30 October 2014

New Fermentation Adventure

I was talking with a friend recently about all the wild and crazy fermented foods I have made. She was intrigued by what encouraged my  craziness  creativity. She asked if blogs or articles inspired me or if I just struck out on my own. I pondered the question for a moment and realized it was the latter. I get "hair brain" ideas about things I want to eat or replicate and I just go with it. 

So here you have it-my next adventure:
SAKE

An Ale Pale for Fermenting
1 Step and Star San: Two great bucket clearners
I was celebrating our fourth anniversary with my husband recently. We ordered a bottle of nigorizake to go with our love boat platter. It hit me! I have to make sake. The nigorizake was floral and sweet. I was in love with sake...and my husband, of course. He was incredibly supportive of the idea. He is a seasoned homebrewer, so he had the equipment I would need. 

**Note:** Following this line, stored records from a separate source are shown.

PR #2243, opened 2026-08-05
feat: close the adoption gaps behind embedding bashkit as an agent's shell

chaliy:
## What changed

Four changes that make "embed bashkit as an agent's bash tool" a supported shape rather than one every adopter reinvents.

**`CommandResolver` — last-chance name resolution.** `BashBuilder::command_resolver` installs a resolver consulted only after every other dispatch route misses, immediately before the 127 path. Resolvers return a `Builtin`, so the resolved command runs through the normal builtin path: `before_tool` fires with the resolved name and can veto it, `catch_unwind` still contains panics, stdin/redirects are unchanged. It can never shadow a function, builtin, or `$PATH` script.

**`HostMounts` — VFS→host path mapping.** `Bash::host_mounts()` / `host_path_for()` report which real mounts actually applied and map a VFS path back to the host path behind it. Longest-component-prefix match, so a specific mount beats a root overlay and `/workspace2` never resolves inside `/workspace`. Mounts skipped at build time (allowlist rejection, canonicalize failure) are absent, so the table never reports a path that was never mounted.

**`analysis::COMMAND_WRAPPERS`** — publishes the wrapper list (`command`, `env`, `exec`, `xargs`, …) plus `is_command_wrapper()` and `ScriptAnalysis::command_wrappers()`. `is_opaque()` is deliberately unchanged.

**Adoption test suite + Windows CI.** An end-to-end test of the composition, and a `windows-latest` job that gates `Check`.

## Why

`everruns/bashkit` had no test for the composition adopters actually write, and no non-ubuntu CI. crabot — the first adopter of this shape — shipped two defects bashkit's own tests could not see: a test harness that emptied `PATH` on Linux, and a stdin pipe to a host process that never reached EOF and hung the suite.

Its `bash_kit.rs` also had to hand-roll four things bashkit could own: a static analysis pre-pass to collect external names (because builtins must be registered by name up front), a `bash -c` fallback for everything analysis can't see statically, VFS→host prefix matching, and a private `["command", "exec"]` list carrying the comment *"Re-verify when bumping the pinned bashkit version"*. The `bash -c` fallback is the costly one — it defeats the stated goal of running on Windows without a real bash.

`CommandResolver` removes the need for the pre-pass and the fallback; `HostMounts` removes the prefix matching; `COMMAND_WRAPPERS` removes the private list.

## Before / After

**Bridging a host command, before** — names must be enumerable before execution, so anything dynamic falls out of the interpreter entirely:

```rust
let names = collect_external_names(script)?;   // Err on eval / $TOOL / command / ./script.sh
for name in names { builder = builder.builtin(name, Box::new(HostCommandBuiltin { .. })); }
// on Err: spawn a real `bash -c` instead
```

**After** — one resolver, no pre-pass, no fallback:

The following entries will be a road map of my sake brewing experience. This is no sourdough bread culture or kombucha. This is a 45 day adventure with a bunch of steamed rice, cool water, koji (glorified mold) and sake #9 yeast.

Moto
Tonight, I have to soak 1.5 cups of rice and start .5 cup of koji liquid to sit overnight in the fridge. This is the moto or the mash. The moto creates the moromi which is a nine day process. I will be using Nishiki sushi rice and Cold Mountain Koji.